I believe you are Responsible for securing the location MHF had at the Peterborough show.

For me personally it was absolutely First class with the show literally on our Doorstep.....If we get/need 100+ plus units next year will you try for the same location....Please.


----------



## p1nkie (Oct 5, 2009)

hear hear! great location from 1st timers. we'll be back next year

Guy


----------



## MyGalSal (Dec 8, 2008)

We second that emotion. Thank you Clianthus.
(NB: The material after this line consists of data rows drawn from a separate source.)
PR #2858, opened 2025-02-11
Have client CI/CD publish source distribution to PyPI as well

devennavani:
Have client CI/CD publish source distribution to PyPI as well.

I ran `python setup.py sdist bdist_wheel` locally and installed modal from the `.tar.gz` file and ran a couple of examples and everything worked.

This is needed because conda-forge needs a source distribution from PyPI to build the package.

### DIFF
--- a/.github/workflows/ci-cd.yml
+++ b/.github/workflows/ci-cd.yml
@@ -203,8 +203,9 @@ jobs:
       - name: Build type stubs
         run: inv type-stubs
 
-      - name: Build wheel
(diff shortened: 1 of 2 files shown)


freider:
Makes sense to me. Should move to `uv`/hatchling publishing/builds soon I hope to make all this a bit cleaner :)

devennavani:
@prbot approve

mwaskom (approved):
LGTM. Might be nice to clean up the packages that we include though.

It was truly superb and made such a big difference.
Here's to next year.
Sal


----------



## clianthus (Jul 8, 2006)

Well thanks for the thanks :lol: :lol: 

I'm really glad it turned out to be such a good area. I'll do my best for next year but can't promise obviously.

We do need at least 100 units attending to get a pitch like that and it also helps if we know as early as possible that we are going to get that number. Gives me some negotiating power  :wink: 

So please book as soon as you can for these shows, we do nag you to book early for a reason


----------



## 96706 (Nov 13, 2005)

Us too Jen.

3rd time at the show. First time was as a day tripper in 2008, before spending rest of weekend at Ferry Meadows. 

Last year we won a ticket through MMM so spent it in the General Rally field.

This time, just back from a fantastic time among 107 other loones :lol: 

Sorry about the smoke from the BBQ on Friday if you were downwind of us. ( Almost everyone with 360 radius I guess  )
Saturday was a little less smoke :lol: 
Still a Cobb doesn't take too long to get white hot and produce no smoke :lol: 


Ideal location, apart from the 'prat' who emptied their toilet down the waste sink next to the elsan point, presumably watched it 'clog' everything up and then walked away :evil: 

Still, glad it wasn't an MHF crew  

Can we book next year yet :wink: 

Pete & Jean


----------



## ktesis (May 11, 2005)

Agree with all comments great show and great MHF pitch. At this rate next year we could be the largest "group".


----------